Tick, Black Tongue and Pin continue the intense pace of Fever to Tell. Tick bursts with aggression and delight in equal quantities. Black Tongue is flawless- a frenzy of sound building to a fever pitch of primal screams – ‘Boy, you just a stupid bitch and girl you just a no good dick’, are howled and spat throughout. Pin follows with exactly two minutes of gut punching perfection. This was the track that gripped me from the first listen and typifies the genius of the Yeah Yeah Yeahs in a perfect punk infused wrath.

The pace of Fever to Tell still doesn’t abate to draw breath as Cold Light, No No No and Y Control all delight with their fusions of the three protagonists, but it is on the incredible and poignant Maps that the true brilliance of the Yeah Yeah Yeahs comes sharply into focus. After the breakneck speed and ferocity of the first nine tracks, Maps is a moment for reflection- a snapshot that perfectly displays the incredible vocal talents of Karen O. It is here that she flits from the raging banshee to a singer of emotional poise. Maps is a beautiful song conveying perfectly both the highs and lows of relationships, and epitomises the emotional turmoil that can often come. Karen O’s delivery of the words, ‘Wait, they don’t love you like I love you’, ache with heartfelt experience, and it is simply a wonderful song showcasing the full array of talents of such an incredible band at their peak.
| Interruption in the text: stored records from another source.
PR #3212, opened 2019-02-21
Valid names

ratulm:
@anothermattbrown - code review.

@arifogel, @dan - can you please look at the regexes for Filter, Interface, Node, Vrf, and Zone in Names.java, to see if they capture all names (including generated names) that we are likely to see in practice. (We need to be specific in the grammar about what to expect for such names.) 

Once we are happy with the regexes, I am thinking about enforcing them at object creation time. (The enforcement was already there for reference objects and table columns names, which I ported here.)


ratulm:
@anothermattbrown , @dan - what do you guys think of this strategy for handling arbitrary strings for names? 

the essential idea is that if you don't have a "special" character in the name and do not begin with a digit or /, you can go ahead and use it without quotes, but you must double quote the name otherwise. special characters include spaces and characters that are part of the grammar as operators (,\&()[]). 

the implementation required adding a new Anchor.Type IGNORE for rules to ignore and washing off opening quotes when doing a search for auto completion. 

this strategy applies to interface, filter, vrf, zone, and node names.

ratulm:
On the back of the infra for supporting valid names, I added support for old-style regexes. The main detection logic is: if we see a string containing '*' where we expect to see a (node, interface, filter) name, we deem that to be a deprecated regex and treat it as such.  (Other back-compat changes will come in other PRs.)

Other changes in this PR: I had to modularize the code on ParserUtils.java a bit -- it was getting needlessly hairy. Added new tests.

PR #3216, opened 2019-02-21
Codecov: see if showing file-level diffs is useful

dhalperi:


dhalperi:
Looks like the change works (see earlier parts of the PR), now I've reverted all test deletions.

PR #5523, opened 2020-02-07
introduce LocationInfo

anothermattbrown:
LocationInfo defines how a location should be used in batfish analyses:
whether a location should be used as an endpoint by default, the source
IPs to use for it when sourcing traffic, and (specifically for
InterfaceLinkLocation) the IPs of external devices (not modeled by
batfish) the link would get an ARP reply from.

This is a first integration step: only the source IPs of a LocationInfo
are used, and the generation of LocationInfo objects is only temporary.
Batfish is creating them for now; in a future PR they will be generated
by VendorConfiguration and/or external input. Also, in a future PR we
will serialize them to disk; for now we recreate each time they are
needed.


dhalperi:
*[a discussion](https://reviewable.io/reviews/batfish/batfish/5523#-M-Vz83T48QXT3CslDKI:-M-Vz83T48QXT3CslDKJ:b-n1y6v5) (no related file):*
Want to inspect this before too much farther - haven't caught up on design discussions

---

PR #5555, opened 2020-02-13
Add a test for schemautils

ratulm:


progwriter:
___
*[projects/batfish-common-protocol/src/main/java/org/batfish/datamodel/pojo/Node.java, line 48 at r1](https://reviewable.io/reviews/batfish/batfish/5555#-M-x5SbB11I3U4V0CUSo:-M-x5SbCDX54aI9gCIZj:b-3g1sq7) ([raw file](https://github.com/batfish/batfish/blob/55e370173a7703412ae93b8390306075d7ded61b/projects/batfish-common-protocol/src/main/java/org/batfish/datamodel/pojo/Node.java#L48)):*
> ```Java
> 
>   // this annotation prevents jackson from converting a string to a node object
>   @JsonIgnore
> ```

Is the annotation still necessary after #5551 ?

Definitely keep the test though ( I was going to send a PR for that myself)

PR #5568, opened 2020-02-18
AWS: refine subnet into public and private

dhalperi:
A public subnet is a subnet that's associated with a route table that
has a route to an Internet gateway.

https://docs.amazonaws.cn/en_us/vpc/latest/userguide/VPC_Scenario2.html


dhalperi:
cc: @adrianliaw @anothermattbrown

Throughout, Karen O, the band’s leader, howls with ferocity –  enchanting stomps of delight – and is a figurehead who emits the air of a seductress who will savage you at a moment’s notice. In a scene dominated by effortlessly cool, male frontmen, Karen O is an alpha female with a mesmeric concoction of body movement, bright clothes and yelps of sass. On Fever to Tell, Karen O cuts through the record- her confidence and vigour separating her from her contemporaries. Her ability to flit from balls out fury to expressions of emotionally channelled turmoil place her firmly in line as the anointed successor to Debbie Harry as the queen of the New York underground.

And Fever To Tell also finds multi-instrumentalist, Nick Zinner, in peak form- as his cacophony of feedback creates an elaborate wall of sound which has so many moving parts, yet is so perfect in its basic simplicity. Therefore allowing the voice of Karen O to thrill, throttle and tantalise the listener. Zinner drives his guitar into creating otherworldly sounds quite like no one before him. He has a uniqueness to his style that allows the band to create a bombastic fullness that mesmerises. While on drums, Brian Chase is the heartbeat of the album; the consistent backdrop that anchors the riffs of Zinner and the whirling howls of Karen O. The genius of Chase is his ability to leave space for the fusion of their sound to ignite and explode.

Fever to Tell is the guttural sound of New York City, and a band at their primal pomp. Yeah Yeah Yeahs may have gone onto enjoy more widespread commercial success with the avant-rock disco synth fusion album of It’s Blitz! – which featured, arguably, their biggest cross over hits, Zero and Heads will Roll – but Fever To Tell captures the raw energy and vulnerability with which they burst onto the scene. And for this reason, it is, in my eyes, one of the most important debut records of the noughties.